→ **Work order**
From the entries, filter out every line that lacks "multipleDeprovisionersTestGroup" and copy the rest.

START Data listing

PR #3874, opened 2023-05-10
test: Scale testing

jonathan-innis:
Fixes # 

**Description**

Adds scale testing for the following scenarios to Karpenter's test suites to validate Karpenter running against higher scale than is performed against the E2Es:
1. Node-dense (500 node) scale-up
2. Pod-dense (~110 pod/node) scale-up
3. Multi-Deprovisioner scale-down (10 nodes each with 20 pods each)
4. Consolidation Deletion scale-down (200 nodes with 20 pods each)
5. Consolidation Replacement scale-down (20 nodes with 20 pods each)
6. Emptiness Deletion scale-down (200 nodes with 20 pods each)
7. Expiration Replacement scale-down (20 nodes with 20 pods each)
8. Drift Replacement scale-down (20 nodes with 20 pods each)
9. Interruption Replacement scale-down (200 nodes with 20 pods each)

This change also enable pushing CloudWatch duration metrics for sub-pieces of the test through `env.MeasureDurationFor` and enabling the `ENABLE_CLOUDWATCH` environment variable to `true` in your environment.

* `FOCUS="Scale Provisioning make e2etests`
* `FOCUS="Scale Deprovisioning make e2etests`

- [ ] Yes, issue opened: # 
- [x] No

**Release Note**

```release-note
None
```


test/suites/scale/deprovisioning_test.go
```diff
@@ -92,11 +92,41 @@ var _ = Describe("Deprovisioning", Label(debug.NoWatch), Label(debug.NoEvents),
...
+			env.EventuallyExpectCreatedNodeCount("==", expectedNodeCount)
+			env.EventuallyExpectInitializedNodeCount("==", expectedNodeCount)
+			env.EventuallyExpectHealthyPodCount(selector, replicas)
+
+			replicas = int(float64(replicas) * 0.2)
+			deployment.Spec.Replicas = lo.ToPtr[int32](int32(replicas))
+			env.ExpectUpdated(deployment)
+
+			provisioner.Spec.Consolidation = &v1alpha5.Consolidation{Enabled: lo.ToPtr(true)}
+			env.ExpectUpdated(provisioner)
```
njtran, line 124: Should have some assertion of an eventually so that this test doesn't just end immediately after updating the provisioner.  

Maybe this is good in the meantime? 
```suggestion
			env.ExpectUpdated(provisioner)
			env.EventuallyExpectDeletedNodeCount("==", createdNodes * 0.2)
```

jonathan-innis: Yep, this is still in draft so I hadn't had the chance to add it yet. Added now!

test/suites/scale/provisioning_test.go
```diff
@@ -0,0 +1,149 @@
...
+			env.EventuallyExpectCreatedNodeCount("==", expectedNodeCount)
+			env.EventuallyExpectInitializedNodeCount("==", expectedNodeCount)
+			env.EventuallyExpectHealthyPodCount(selector, replicas)
+		}, aws.ProvisioningEventType, testGroup, "pod-dense")
+	}, SpecTimeout(10*time.Minute))
+	It("should scale successfully on a pod-dense scale-up", func(_ context.Context) {
+		replicasPerNode := 110
+		maxPodDensity := replicasPerNode + dsCount
+		expectedNodeCount := 60
+		replicas := replicasPerNode * expectedNodeCount
```
njtran, line 122: nit: if we want to make it exactly 110 pods on the node, regardless of dsCount, we could do something like this. Don't think it matters much though.
```suggestion
                 maxPodDensity := 110
		replicasPerNode := maxPodDensity - dsCount
		expectedNodeCount := 60
		replicas := replicasPerNode * expectedNodeCount
```

test/suites/scale/provisioning_test.go
```diff
@@ -0,0 +1,149 @@
...
+		// Get the DS pod count and use it to calculate the DS pod overhead
+		dsCount = env.GetDaemonSetCount(provisioner)
+	})
+	It("should scale successfully on a node-dense scale-up", func(_ context.Context) {
+		replicasPerNode := 1
+		expectedNodeCount := 500
+		replicas := replicasPerNode * expectedNodeCount
+
+		deployment.Spec.Replicas = lo.ToPtr[int32](int32(replicas))
+		// Hostname anti-affinity to require one pod on each node
```
njtran, line 92: question: any reason you chose anti-affinity over choosing pod density? anti-affinity is definitely more expensive, so it'll be more of a strain on Karpenter, if that's what you want.
```
		provisioner.Spec.KubeletConfiguration = &v1alpha5.KubeletConfiguration{
			MaxPods: lo.ToPtr[int32](int32(maxPodDensity)),
		}
```

test/suites/scale/deprovisioning_test.go
```diff
@@ -0,0 +1,631 @@
...
+						env.EventuallyExpectHealthyPodCount(labels.SelectorFromSet(dep.Spec.Selector.MatchLabels), int(lo.FromPtr(dep.Spec.Replicas)))
+					}(d)
+				}
+				wg.Wait()
+			}, aws.ProvisioningEventType, multipleDeprovisionersTestGroup, defaultTestName)
+
+			env.Monitor.Reset() // Reset the monitor so that we now track the nodes starting at this point in time
+
+			By("scaling down replicas across deployments")
+			deploymentMap[consolidationValue].Spec.Replicas = lo.ToPtr[int32](int32(int(float64(replicas) * 0.2)))
```
njtran, line 237: Thoughts on just scaling this down by 50%? Should be easier to assert a number of nodes after consolidation with a factor of 2 rather than 5, considering that instance type sizes also change by a factor of 2 as well.

test/suites/scale/deprovisioning_test.go
```diff
@@ -0,0 +1,631 @@
...
+				provisionerMap[consolidationValue].Spec.Consolidation = &v1alpha5.Consolidation{Enabled: lo.ToPtr(true)}
+				provisionerMap[emptinessValue].Spec.TTLSecondsAfterEmpty = lo.ToPtr[int64](0)
+				provisionerMap[expirationValue].Spec.TTLSecondsUntilExpired = lo.ToPtr[int64](0)
+				provisionerMap[expirationValue].Spec.Limits = disableProvisioningLimits
+				provisionerMap[driftValue].Spec.Limits = disableProvisioningLimits
+				for _, p := range provisionerMap {
+					env.ExpectCreatedOrUpdated(p)
+				}
+				driftNodeTemplate.Spec.AMIFamily = &v1alpha1.AMIFamilyBottlerocket
+				env.ExpectUpdated(driftNodeTemplate)
```
njtran, line 257: Just an observation: it's funny that we'd drift a node given a node template, only to re-provision it as the drifted value for another provisioner

test/pkg/environment/aws/metrics.go
```diff
@@ -0,0 +1,78 @@
...
+				MetricName: aws.String(name),
+				Dimensions: lo.MapToSlice(labels, func(k, v string) *cloudwatch.Dimension {
+					return &cloudwatch.Dimension{
+						Name:  aws.String(k),
+						Value: aws.String(v),
+					}
+				}),
+				Unit:      aws.String(unit),
+				Value:     aws.Float64(value),
+				Timestamp: aws.Time(time.Now()),
```
njtran, line 73: I think these should be pretty similar, but in the case of delays, consider parameterizing this as when the test started/finished

test/pkg/environment/aws/environment.go
```diff
@@ -64,7 +70,16 @@ func NewEnvironment(t *testing.T) *Environment {
...
 		SSMAPI:          ssm.New(session),
 		IAMAPI:          iam.New(session),
+		CloudwatchAPI:   GetCloudWatchAPI(session),
 		InterruptionAPI: itn.New(lo.Must(config.LoadDefaultConfig(env.Context))),
 		SQSProvider:     interruption.NewSQSProvider(sqs.New(session)),
 	}
 }
+
+func GetCloudWatchAPI(session *session.Session) cloudwatchiface.CloudWatchAPI {
+	if lo.Must(env.GetBool("ENABLE_CLOUDWATCH", false)) {
```
njtran, line 80: just inferring, but shouldn't this be the following?
```suggestion
	if lo.Must(env.GetBool("ENABLE_CLOUDWATCH", true)) {
```

test/pkg/environment/aws/setup.go
```diff
@@ -34,23 +31,18 @@ var (
...
 	persistedSettings = env.ExpectSettings()
-	env.Environment.BeforeEach(opts...)
+	env.Environment.BeforeEach()
 }
 
-func (env *Environment) Cleanup(opts ...common.Option) {
-	options := common.ResolveOptions(opts)
-	if !options.DisableDebug {
-		fmt.Println("------- START AWS CLEANUP -------")
-		defer fmt.Println("------- END AWS CLEANUP -------")
```
njtran, line 46: Why remove these? Is it because debug is always enabled now?

test/pkg/environment/common/expectations.go
```diff
@@ -118,16 +148,14 @@ func (env *Environment) ExpectSettingsReplaced(data ...map[string]string) {
 	}
 	// Update the configMap to update the settings
 	env.ExpectCreatedOrUpdated(cm)
-
-	// Get the karpenter pods and delete them to restart the containers
-	env.ExpectKarpenterPodsDeletedWithOffset(1)
-	env.EventuallyExpectKarpenterPodsHealthyWithOffset(1)
```
njtran, line 124: Maybe I'm missing where this is plugged in, but don't we still need to restart the deployment to get the configmap changes?

test/pkg/environment/common/expectations.go
```diff
@@ -159,6 +203,15 @@ func (env *Environment) EventuallyExpectHealthy(pods ...*v1.Pod) {
 	}
 }
 
+func (env *Environment) EventuallyExpectKarpenterRestarted() {
+	env.EventuallyExpectKarpenterRestartedWithOffset(1)
+}
+
+func (env *Environment) EventuallyExpectKarpenterRestartedWithOffset(offset int) {
```
njtran, line 212: We don't need this with GinkgoHelper() right? If you're opting to not migrate it all in this PR, fine with me too :)

test/pkg/environment/common/setup.go
```diff
@@ -56,15 +56,8 @@ var (
 )
 
 // nolint:gocyclo
-func (env *Environment) BeforeEach(opts ...Option) {
-	options := ResolveOptions(opts)
-	if !options.DisableDebug {
-		fmt.Println("------- START BEFORE -------")
-		defer fmt.Println("------- END BEFORE -------")
```
njtran, line 63: Same question about lines here

test/pkg/environment/common/setup.go
```diff
@@ -95,26 +88,14 @@ func (env *Environment) ExpectCleanCluster() {
 	}
 }
 
-func (env *Environment) Cleanup(opts ...Option) {
-	options := ResolveOptions(opts)
-	if !options.DisableDebug {
-		fmt.Println("------- START CLEANUP -------")
-		defer fmt.Println("------- END CLEANUP -------")
```
njtran, line 102: And lastly here

test/pkg/environment/common/setup.go
```diff
@@ -95,26 +88,14 @@ func (env *Environment) ExpectCleanCluster() {
...
 	env.CleanupObjects(CleanableObjects...)
 	env.eventuallyExpectScaleDown()
 	env.ExpectNoCrashes()
 }
 
-func (env *Environment) AfterEach(opts ...Option) {
-	options := ResolveOptions(opts)
-	if !options.DisableDebug {
-		fmt.Println("------- START AFTER -------")
-		defer fmt.Println("------- END AFTER -------")
```
njtran, line 116: Or I guess also here too

test/suites/scale/deprovisioning_test.go
```diff
@@ -0,0 +1,631 @@
...
+
+				By("waiting for the nodes across all deprovisoiners to get deleted")
+				wg = sync.WaitGroup{}
+				wg.Add(4)
+				go func() {
+					defer GinkgoRecover()
+					defer wg.Done()
+
+					env.MeasureDurationFor(func() {
+						env.EventuallyExpectDeletedNodeCountWithSelector("==", int(float64(nodeCountPerProvisioner)*0.8), labels.SelectorFromSet(map[string]string{
```
njtran, line 267: If you change the factor of .2 to .5, as per my suggestion above make sure to change this to .5 as well.

test/suites/scale/deprovisioning_test.go
```diff
@@ -0,0 +1,631 @@
...
+				provisionerMap[expirationValue].Spec.TTLSecondsUntilExpired = lo.ToPtr[int64](0)
+				provisionerMap[expirationValue].Spec.Limits = disableProvisioningLimits
+				provisionerMap[driftValue].Spec.Limits = disableProvisioningLimits
+				for _, p := range provisionerMap {
+					env.ExpectCreatedOrUpdated(p)
+				}
+				driftNodeTemplate.Spec.AMIFamily = &v1alpha1.AMIFamilyBottlerocket
+				env.ExpectUpdated(driftNodeTemplate)
+
+				By("waiting for the nodes across all deprovisoiners to get deleted")
```
njtran, line 259:
```suggestion
				By("waiting for the nodes across all deprovisioners to get deleted")
```

test/suites/scale/deprovisioning_test.go
```diff
@@ -0,0 +1,630 @@
...
+				wg = sync.WaitGroup{}
+				wg.Add(4)
+				go func() {
```
njtran, line 262: Musing: Is it possible to de-dupe these following lines with some function like this? Maybe it's not worth it, but you could also add some sort of expectations map in too. 

`env.ExpectDurationMeasuredForDeprovisioners(provisionerMap, deploymentMap, deprovisioners string...)`

njtran: Or maybe just making the function that you pass into the env.MeasureDurationFor() a defined variable to pass in for each call

userData.txt
```diff
@@ -0,0 +1,4 @@
+<powershell>
```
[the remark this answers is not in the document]
jonathan-innis: Nope!

test/suites/scale/deprovisioning_test.go
jonathan-innis: Yeah, this is changed. I realized that this is wrong.

test/pkg/environment/aws/environment.go
jonathan-innis: No, we want to disable this by default, unless someone explicitly overrides it.

test/pkg/environment/aws/setup.go
jonathan-innis: Yes, WDYT about using `ginkgo.vv` instead of relying on our own mechanism for printing the stages of the test?

test/pkg/environment/common/expectations.go
jonathan-innis: Yep, just re-added it back since I realized that I missed this

test/suites/scale/deprovisioning_test.go
jonathan-innis: Argh, spelling is hard 😛

test/suites/scale/deprovisioning_test.go
jonathan-innis: Yeah, I got that gut feeling too. I'll try to take a look and see if I can make it work

test/suites/scale/suite_test.go
```diff
@@ -0,0 +1,53 @@
...
+	"github.com/aws/karpenter/test/pkg/environment/aws"
+)
+
+var env *aws.Environment
+
+func TestScale(t *testing.T) {
+	RegisterFailHandler(Fail)
+	BeforeSuite(func() {
+		env = aws.NewEnvironment(t)
+		SetDefaultEventuallyTimeout(30 * time.Minute)
```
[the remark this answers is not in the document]
jonathan-innis: I'm more convinced that we should bump this timeout when we get there rather than prematurely bumping this timeout when we know that none of our `Eventually` statements take that long

test/suites/scale/provisioning_test.go
jonathan-innis: I think this makes the "math" of how many nodes that we are going to have spun up a bit more complicated. I'm fine with going slightly over 110 for this test-case. The 110 pods is more of a guideline anyways and going slightly over it doesn't seem like it would cause much of a problem.

test/suites/scale/deprovisioning_test.go
jonathan-innis: I'm not convinced that it really matters one way or the other. I think we will eventually do different levels of utilization anyways so starting with 20% seems reasonable to me.

test/pkg/environment/aws/metrics.go
jonathan-innis: I'm not convinced that this really makes a difference here since the metric is generally fired when the event happens.

test/suites/scale/suite_test.go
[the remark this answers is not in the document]
jonathan-innis: Actually, I take it back, I'm realizing that we have a few tests that are cycling 20 nodes with a 2m/node cycle, so I think 1h makes sense with spec-based timeouts for things we expect to be relatively short.

test/suites/scale/provisioning_test.go
jonathan-innis: Do you think it should be one over the other? I think anti-affinity makes sense, since it should be a higher bar for scheduling performance.

test/pkg/environment/aws/setup.go
jonathan-innis: Discussed offline and were fine with removing these lines in favor of `ginkgo.vv`

test/pkg/environment/aws/environment.go
njtran: My bad here, misunderstood what the env.GetBool() second parameter meant.

test/suites/scale/deprovisioning_test.go
jonathan-innis: Created a struct that captures data for each of the provisioners called `testAssertions`. We can do expectations against this instead of having to generate 4 separate functions.

test/suites/scale/deprovisioning_test.go
```diff
@@ -0,0 +1,630 @@
...
+	consolidationValue    = "consolidation"
+	emptinessValue        = "emptiness"
+	expirationValue       = "expiration"
+	noExpirationValue     = "noExpiration"
+	driftValue            = "drift"
+	noDriftValue          = "noDrift"
+)
+
+const (
+	multipleDeprovisionersTestGroup = "multipleDeprovsioners"
```
njtran, line 55:
```suggestion
	multipleDeprovisionersTestGroup = "multipleDeprovisioners"
```

test/suites/scale/deprovisioning_test.go
```diff
@@ -0,0 +1,630 @@
...
+		provisioner = test.Provisioner(provisionerOptions)
+		deploymentOptions = test.DeploymentOptions{
+			PodOptions: test.PodOptions{
+				ResourceRequirements: v1.ResourceRequirements{
+					Requests: v1.ResourceList{
+						v1.ResourceCPU:    resource.MustParse("100m"),
+						v1.ResourceMemory: resource.MustParse("100Mi"),
+					},
+				},
+				TerminationGracePeriodSeconds: lo.ToPtr[int64](0),
```
njtran, line 125: Just a thought, I think this is fine for now, but we should really start testing with some non-pause pods and some non-deterministic pod shutdown times. We're taking the assumption that pod graceful shutdown goes well here, which is definitely a place where deprovisioning can be bottlenecked.

test/suites/scale/deprovisioning_test.go
```diff
@@ -0,0 +1,630 @@
...
+			By("scaling down replicas across deployments")
+			deploymentMap[consolidationValue].Spec.Replicas = lo.ToPtr[int32](int32(int(float64(replicas) * 0.2)))
+			deploymentMap[emptinessValue].Spec.Replicas = lo.ToPtr[int32](0)
+			for _, d := range deploymentMap {
+				env.ExpectUpdated(d)
+			}
+
+			env.MeasureDurationFor(func() {
+				By("enabling deprovisioning across provisioners")
+				// Create provisioners for expiration and drift so that these provisioners can do replacement
```
njtran, line 249:
```suggestion
				// Create a provisioner for expiration so that expiration can do replacement
```

test/suites/scale/deprovisioning_test.go
```diff
@@ -0,0 +1,630 @@
...
+				provisionerMap[expirationValue].Spec.TTLSecondsUntilExpired = lo.ToPtr[int64](0)
+				provisionerMap[expirationValue].Spec.Limits = disableProvisioningLimits
+				for _, p := range provisionerMap {
+					env.ExpectCreatedOrUpdated(p)
+				}
+				driftNodeTemplate.Spec.AMIFamily = &v1alpha1.AMIFamilyBottlerocket
+				env.ExpectUpdated(driftNodeTemplate)
+
+				By("waiting for the nodes across all deprovisioners to get deleted")
+				type testAssertions struct {
```
njtran, line 264: nice! nit: Consider moving this out to a different file.

test/suites/scale/deprovisioning_test.go
```diff
@@ -0,0 +1,630 @@
...
+								selector = labels.SelectorFromSet(map[string]string{v1alpha5.ProvisionerNameLabelKey: provisionerMap[d].Name})
+							}
+							env.EventuallyExpectNodeCountWithSelector("==", assertions.nodeCount, selector)
+							env.EventuallyExpectHealthyPodCount(labels.SelectorFromSet(deploymentMap[d].Spec.Selector.MatchLabels), int(lo.FromPtr(deploymentMap[d].Spec.Replicas)))
+						}, aws.DeprovisioningEventType, multipleDeprovisionersTestGroup, defaultTestName, map[string]string{aws.TestSubEventTypeDimension: d})
+					}(k, v)
+				}
+				wg.Wait()
+			}, aws.DeprovisioningEventType, multipleDeprovisionersTestGroup, defaultTestName)
+		}, SpecTimeout(30*time.Minute))
```
njtran, line 318: Forget what we decided here. Did we say 30 minutes was enough? At 200 nodes each I feel like this will take more than half an hour, but less than an hour, but that's just a guess. 

Edit: looking at the later tests, it says 20 nodes takes 45 minutes for consolidation and drift.So this makes me think this needs to be bumped up.

test/suites/scale/deprovisioning_test.go
```diff
@@ -0,0 +1,630 @@
...
+				env.ExpectUpdated(driftNodeTemplate)
+
+				By("waiting for the nodes across all deprovisioners to get deleted")
+				type testAssertions struct {
+					deletedCount             int
+					deletedNodeCountSelector labels.Selector
+					nodeCount                int
+					nodeCountSelector        labels.Selector
+				}
+				assertionMap := map[string]testAssertions{
```
njtran, line 270: nit: Further de-dupe you can do is to define this assertion map at the top and just re-use it for each test, parameterizing the `env.MeasureDurationFor()` with a `assertions map[string]testAssertions`

test/suites/scale/deprovisioning_test.go
```diff
@@ -0,0 +1,630 @@
...
+
+			env.MeasureDurationFor(func() {
+				By("kicking off deprovisioning expiration by setting the ttlSecondsUntilExpired value on the provisioner")
+				// Change Provisioner limits so that replacement nodes will use another provisioner.
+				provisioner.Spec.Limits = disableProvisioningLimits
+				// Enable Expiration
+				provisioner.Spec.TTLSecondsUntilExpired = lo.ToPtr[int64](0)
+
+				noExpireProvisioner := test.Provisioner(test.ProvisionerOptions{
+					Requirements: []v1.NodeSelectorRequirement{
```
njtran, line 493: Consider just copying the requirements from the base provisioner here.
```suggestion
					Requirements: provisioner.Spec.Requirements
```

njtran (commented):
Looks good! some nits, but one comment on timing for the multiple deprovisioners.

njtran (commented):
Looks good! some nits, but one comment on timing for the multiple deprovisioners.

test/suites/scale/deprovisioning_test.go
jonathan-innis: Agreed. Makes sense. We can do this as we start to expand the world of what we do in scale testing.

test/suites/scale/deprovisioning_test.go
jonathan-innis: Agreed, though (like I mentioned above), I think that this use-case right now is highly contextualized. I can see the point for generalizing this instantiation once we have n > 1 use-cases for it.

test/suites/scale/deprovisioning_test.go
jonathan-innis: Good callout. You're right that we should bump this

njtran (approved):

END Data listing

→ **Task output**
+			}, aws.ProvisioningEventType, multipleDeprovisionersTestGroup, defaultTestName)
+	multipleDeprovisionersTestGroup = "multipleDeprovsioners"
	multipleDeprovisionersTestGroup = "multipleDeprovisioners"
+						}, aws.DeprovisioningEventType, multipleDeprovisionersTestGroup, defaultTestName, map[string]string{aws.TestSubEventTypeDimension: d})
+			}, aws.DeprovisioningEventType, multipleDeprovisionersTestGroup, defaultTestName)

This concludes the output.